About this exercise | For the material below, count each line where the string "were" appears, then return the total alone.

Source material |
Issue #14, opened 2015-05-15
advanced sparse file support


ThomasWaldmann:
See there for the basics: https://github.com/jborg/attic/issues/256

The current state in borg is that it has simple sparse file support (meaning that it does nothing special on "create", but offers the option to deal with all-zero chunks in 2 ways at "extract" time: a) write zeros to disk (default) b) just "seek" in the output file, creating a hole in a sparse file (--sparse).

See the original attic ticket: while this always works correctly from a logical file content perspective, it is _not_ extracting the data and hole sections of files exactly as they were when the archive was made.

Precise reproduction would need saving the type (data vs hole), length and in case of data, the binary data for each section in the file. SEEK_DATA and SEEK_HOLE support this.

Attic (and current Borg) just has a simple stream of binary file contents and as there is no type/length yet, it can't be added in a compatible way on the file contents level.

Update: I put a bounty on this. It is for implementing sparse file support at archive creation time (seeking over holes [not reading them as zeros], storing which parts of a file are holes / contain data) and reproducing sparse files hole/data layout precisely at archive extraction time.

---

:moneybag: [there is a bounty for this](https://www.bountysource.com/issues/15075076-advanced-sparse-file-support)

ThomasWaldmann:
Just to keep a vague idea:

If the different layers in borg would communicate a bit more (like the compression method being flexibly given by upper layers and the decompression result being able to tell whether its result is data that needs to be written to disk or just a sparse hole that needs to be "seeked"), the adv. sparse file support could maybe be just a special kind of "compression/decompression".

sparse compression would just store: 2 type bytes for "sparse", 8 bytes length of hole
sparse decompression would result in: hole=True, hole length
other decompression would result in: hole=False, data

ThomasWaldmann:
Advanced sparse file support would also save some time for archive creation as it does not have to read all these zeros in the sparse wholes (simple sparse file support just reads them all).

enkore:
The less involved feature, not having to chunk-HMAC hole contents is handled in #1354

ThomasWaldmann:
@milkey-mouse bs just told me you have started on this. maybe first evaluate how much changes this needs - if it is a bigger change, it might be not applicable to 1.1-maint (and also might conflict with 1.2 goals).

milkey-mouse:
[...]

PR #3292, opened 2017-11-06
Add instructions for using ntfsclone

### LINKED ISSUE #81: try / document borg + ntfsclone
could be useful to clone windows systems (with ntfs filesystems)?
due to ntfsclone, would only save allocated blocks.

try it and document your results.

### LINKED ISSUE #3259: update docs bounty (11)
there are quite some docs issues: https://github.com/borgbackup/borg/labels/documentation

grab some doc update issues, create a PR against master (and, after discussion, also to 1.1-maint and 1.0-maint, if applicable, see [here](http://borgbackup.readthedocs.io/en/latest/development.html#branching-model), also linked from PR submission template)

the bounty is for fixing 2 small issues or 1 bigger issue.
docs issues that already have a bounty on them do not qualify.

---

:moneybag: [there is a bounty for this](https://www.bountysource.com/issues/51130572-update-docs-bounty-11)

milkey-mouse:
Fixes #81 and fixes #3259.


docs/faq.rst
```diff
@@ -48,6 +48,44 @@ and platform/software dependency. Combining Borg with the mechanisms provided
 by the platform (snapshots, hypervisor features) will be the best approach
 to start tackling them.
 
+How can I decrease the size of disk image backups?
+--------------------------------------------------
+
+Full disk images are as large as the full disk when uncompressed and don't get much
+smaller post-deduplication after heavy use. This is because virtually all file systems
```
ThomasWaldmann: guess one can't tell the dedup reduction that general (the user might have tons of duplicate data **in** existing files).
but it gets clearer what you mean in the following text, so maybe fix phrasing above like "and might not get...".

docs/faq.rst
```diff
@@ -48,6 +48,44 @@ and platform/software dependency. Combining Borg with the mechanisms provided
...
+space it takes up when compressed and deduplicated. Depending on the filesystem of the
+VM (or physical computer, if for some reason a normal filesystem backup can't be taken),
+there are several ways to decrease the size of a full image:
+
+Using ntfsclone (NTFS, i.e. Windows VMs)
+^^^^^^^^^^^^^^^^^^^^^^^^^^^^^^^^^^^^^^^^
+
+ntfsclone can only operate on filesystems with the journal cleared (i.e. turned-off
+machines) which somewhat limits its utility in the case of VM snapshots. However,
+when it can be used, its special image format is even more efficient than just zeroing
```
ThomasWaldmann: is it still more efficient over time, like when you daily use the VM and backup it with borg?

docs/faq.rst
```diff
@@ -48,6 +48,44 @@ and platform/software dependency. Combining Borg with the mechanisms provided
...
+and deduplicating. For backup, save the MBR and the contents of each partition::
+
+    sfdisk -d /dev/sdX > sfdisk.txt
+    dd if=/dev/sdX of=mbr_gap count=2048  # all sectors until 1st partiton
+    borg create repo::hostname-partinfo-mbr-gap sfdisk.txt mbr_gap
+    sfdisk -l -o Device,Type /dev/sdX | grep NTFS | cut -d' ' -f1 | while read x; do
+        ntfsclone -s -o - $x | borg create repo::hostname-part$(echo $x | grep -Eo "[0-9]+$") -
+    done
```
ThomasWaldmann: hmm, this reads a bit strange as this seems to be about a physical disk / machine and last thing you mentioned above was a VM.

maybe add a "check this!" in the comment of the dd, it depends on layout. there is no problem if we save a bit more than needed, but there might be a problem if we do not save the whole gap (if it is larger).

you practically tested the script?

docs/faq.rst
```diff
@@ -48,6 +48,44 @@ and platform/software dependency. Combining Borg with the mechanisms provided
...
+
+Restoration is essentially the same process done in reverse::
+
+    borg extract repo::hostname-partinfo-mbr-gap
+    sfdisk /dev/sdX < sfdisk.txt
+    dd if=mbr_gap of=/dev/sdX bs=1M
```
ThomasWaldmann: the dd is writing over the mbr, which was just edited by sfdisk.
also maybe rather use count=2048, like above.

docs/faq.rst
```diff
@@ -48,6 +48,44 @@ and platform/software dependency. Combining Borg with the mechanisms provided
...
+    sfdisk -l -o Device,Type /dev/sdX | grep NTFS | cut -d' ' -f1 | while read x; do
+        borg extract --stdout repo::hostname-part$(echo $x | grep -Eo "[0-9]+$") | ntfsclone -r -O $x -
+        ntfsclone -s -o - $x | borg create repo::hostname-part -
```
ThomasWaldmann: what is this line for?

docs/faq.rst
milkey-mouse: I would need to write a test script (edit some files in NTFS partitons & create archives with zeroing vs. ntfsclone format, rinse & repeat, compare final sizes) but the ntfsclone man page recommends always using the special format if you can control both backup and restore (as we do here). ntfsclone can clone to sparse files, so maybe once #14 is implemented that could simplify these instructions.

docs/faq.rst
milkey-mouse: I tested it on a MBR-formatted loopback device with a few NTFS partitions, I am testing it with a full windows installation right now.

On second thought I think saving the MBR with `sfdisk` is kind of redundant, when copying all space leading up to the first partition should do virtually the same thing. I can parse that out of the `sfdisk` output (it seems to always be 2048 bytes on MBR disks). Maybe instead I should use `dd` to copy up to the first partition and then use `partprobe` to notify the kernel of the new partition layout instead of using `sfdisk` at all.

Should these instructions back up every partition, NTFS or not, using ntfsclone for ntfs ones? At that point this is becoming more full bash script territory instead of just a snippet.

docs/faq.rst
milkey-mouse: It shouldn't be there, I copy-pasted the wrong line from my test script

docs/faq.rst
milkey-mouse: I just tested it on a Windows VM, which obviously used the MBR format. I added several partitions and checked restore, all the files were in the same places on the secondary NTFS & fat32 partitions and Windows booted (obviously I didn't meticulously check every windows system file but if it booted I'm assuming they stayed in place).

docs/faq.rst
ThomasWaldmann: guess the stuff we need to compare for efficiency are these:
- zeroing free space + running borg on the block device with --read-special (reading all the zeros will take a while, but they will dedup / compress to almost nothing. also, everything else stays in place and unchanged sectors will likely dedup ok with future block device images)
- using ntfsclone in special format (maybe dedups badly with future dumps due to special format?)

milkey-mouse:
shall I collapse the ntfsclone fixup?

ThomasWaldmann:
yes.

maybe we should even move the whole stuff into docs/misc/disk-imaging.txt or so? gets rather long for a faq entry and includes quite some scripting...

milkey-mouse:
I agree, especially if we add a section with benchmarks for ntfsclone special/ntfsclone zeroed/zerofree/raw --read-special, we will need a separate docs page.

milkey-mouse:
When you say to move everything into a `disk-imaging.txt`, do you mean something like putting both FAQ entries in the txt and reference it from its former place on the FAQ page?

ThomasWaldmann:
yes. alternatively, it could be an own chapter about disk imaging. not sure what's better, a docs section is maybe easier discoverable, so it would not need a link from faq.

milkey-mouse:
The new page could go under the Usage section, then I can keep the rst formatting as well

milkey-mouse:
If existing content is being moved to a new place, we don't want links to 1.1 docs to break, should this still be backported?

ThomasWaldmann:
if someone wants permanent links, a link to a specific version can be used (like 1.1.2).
--
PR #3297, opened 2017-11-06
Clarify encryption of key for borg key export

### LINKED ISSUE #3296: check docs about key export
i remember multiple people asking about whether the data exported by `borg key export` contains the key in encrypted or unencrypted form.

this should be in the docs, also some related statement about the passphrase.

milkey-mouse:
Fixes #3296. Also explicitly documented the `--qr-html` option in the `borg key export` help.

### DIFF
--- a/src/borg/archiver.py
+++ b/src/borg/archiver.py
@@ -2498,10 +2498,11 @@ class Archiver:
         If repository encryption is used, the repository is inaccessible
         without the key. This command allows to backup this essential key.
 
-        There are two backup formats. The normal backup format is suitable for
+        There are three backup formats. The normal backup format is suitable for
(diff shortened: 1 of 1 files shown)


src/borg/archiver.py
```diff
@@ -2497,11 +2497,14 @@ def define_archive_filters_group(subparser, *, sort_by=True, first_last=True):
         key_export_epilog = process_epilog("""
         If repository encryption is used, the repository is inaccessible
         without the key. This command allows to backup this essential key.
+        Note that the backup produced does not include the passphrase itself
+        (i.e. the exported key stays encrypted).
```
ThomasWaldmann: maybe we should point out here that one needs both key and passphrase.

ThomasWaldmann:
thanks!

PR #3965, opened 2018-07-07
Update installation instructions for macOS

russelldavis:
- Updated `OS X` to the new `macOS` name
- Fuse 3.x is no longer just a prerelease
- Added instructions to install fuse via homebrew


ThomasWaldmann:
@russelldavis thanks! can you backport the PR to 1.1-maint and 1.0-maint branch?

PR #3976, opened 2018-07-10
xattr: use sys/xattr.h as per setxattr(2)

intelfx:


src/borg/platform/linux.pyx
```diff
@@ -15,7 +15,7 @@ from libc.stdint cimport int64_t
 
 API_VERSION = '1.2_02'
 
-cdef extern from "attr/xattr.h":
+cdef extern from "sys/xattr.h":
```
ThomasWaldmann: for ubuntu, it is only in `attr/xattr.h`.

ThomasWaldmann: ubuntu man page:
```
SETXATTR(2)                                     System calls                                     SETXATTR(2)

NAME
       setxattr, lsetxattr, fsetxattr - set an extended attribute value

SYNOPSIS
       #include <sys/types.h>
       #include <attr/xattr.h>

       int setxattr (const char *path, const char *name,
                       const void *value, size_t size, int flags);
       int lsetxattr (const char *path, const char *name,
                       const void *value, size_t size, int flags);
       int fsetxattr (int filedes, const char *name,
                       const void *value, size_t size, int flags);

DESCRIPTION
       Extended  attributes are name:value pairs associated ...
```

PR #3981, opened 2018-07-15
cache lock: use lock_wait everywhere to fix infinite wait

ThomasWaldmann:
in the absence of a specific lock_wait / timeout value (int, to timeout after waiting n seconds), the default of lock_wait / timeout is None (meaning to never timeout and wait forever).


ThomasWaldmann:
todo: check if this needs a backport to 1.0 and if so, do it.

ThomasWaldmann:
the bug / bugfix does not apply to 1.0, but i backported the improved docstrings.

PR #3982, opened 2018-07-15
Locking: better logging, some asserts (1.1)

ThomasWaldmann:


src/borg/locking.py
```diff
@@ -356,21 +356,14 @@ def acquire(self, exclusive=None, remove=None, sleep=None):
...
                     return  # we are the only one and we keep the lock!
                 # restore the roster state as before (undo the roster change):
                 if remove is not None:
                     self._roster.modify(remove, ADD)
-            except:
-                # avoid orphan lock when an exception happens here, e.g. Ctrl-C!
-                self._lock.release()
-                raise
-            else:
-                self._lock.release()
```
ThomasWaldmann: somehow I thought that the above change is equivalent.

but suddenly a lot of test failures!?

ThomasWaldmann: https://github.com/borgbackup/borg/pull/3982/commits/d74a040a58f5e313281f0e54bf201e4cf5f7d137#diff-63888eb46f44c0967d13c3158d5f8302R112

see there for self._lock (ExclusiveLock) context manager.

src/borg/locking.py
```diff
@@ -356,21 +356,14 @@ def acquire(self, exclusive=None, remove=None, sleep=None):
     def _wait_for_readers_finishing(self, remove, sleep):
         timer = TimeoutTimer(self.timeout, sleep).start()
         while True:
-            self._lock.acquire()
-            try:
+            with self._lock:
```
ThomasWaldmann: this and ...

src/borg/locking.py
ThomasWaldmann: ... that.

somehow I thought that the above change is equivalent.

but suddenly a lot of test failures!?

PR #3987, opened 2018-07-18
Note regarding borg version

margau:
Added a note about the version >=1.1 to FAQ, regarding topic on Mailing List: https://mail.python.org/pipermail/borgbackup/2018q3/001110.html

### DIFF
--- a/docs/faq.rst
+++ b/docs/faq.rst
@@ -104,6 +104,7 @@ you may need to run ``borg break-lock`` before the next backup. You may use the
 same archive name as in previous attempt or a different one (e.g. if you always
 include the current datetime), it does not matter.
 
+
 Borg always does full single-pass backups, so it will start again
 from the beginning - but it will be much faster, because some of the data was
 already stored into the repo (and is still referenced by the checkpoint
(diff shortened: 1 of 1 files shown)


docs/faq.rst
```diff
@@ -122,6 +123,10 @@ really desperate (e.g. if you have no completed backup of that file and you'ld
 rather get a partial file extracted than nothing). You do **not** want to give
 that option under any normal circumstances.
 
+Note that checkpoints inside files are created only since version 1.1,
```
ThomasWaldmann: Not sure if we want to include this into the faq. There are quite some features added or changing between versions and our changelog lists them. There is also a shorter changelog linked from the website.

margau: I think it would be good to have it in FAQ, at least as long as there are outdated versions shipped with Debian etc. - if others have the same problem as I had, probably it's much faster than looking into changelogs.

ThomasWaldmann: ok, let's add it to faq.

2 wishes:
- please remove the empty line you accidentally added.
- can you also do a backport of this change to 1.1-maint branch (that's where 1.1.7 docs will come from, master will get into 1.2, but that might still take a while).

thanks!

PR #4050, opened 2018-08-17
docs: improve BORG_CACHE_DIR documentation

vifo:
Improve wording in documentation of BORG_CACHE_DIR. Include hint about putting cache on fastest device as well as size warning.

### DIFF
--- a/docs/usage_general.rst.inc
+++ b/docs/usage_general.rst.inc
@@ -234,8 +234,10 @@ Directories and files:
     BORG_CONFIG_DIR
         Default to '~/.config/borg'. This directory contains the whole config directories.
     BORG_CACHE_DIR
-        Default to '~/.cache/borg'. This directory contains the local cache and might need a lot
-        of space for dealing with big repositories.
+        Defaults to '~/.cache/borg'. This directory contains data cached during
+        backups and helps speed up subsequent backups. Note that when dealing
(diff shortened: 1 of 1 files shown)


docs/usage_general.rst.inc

Worked solution | 2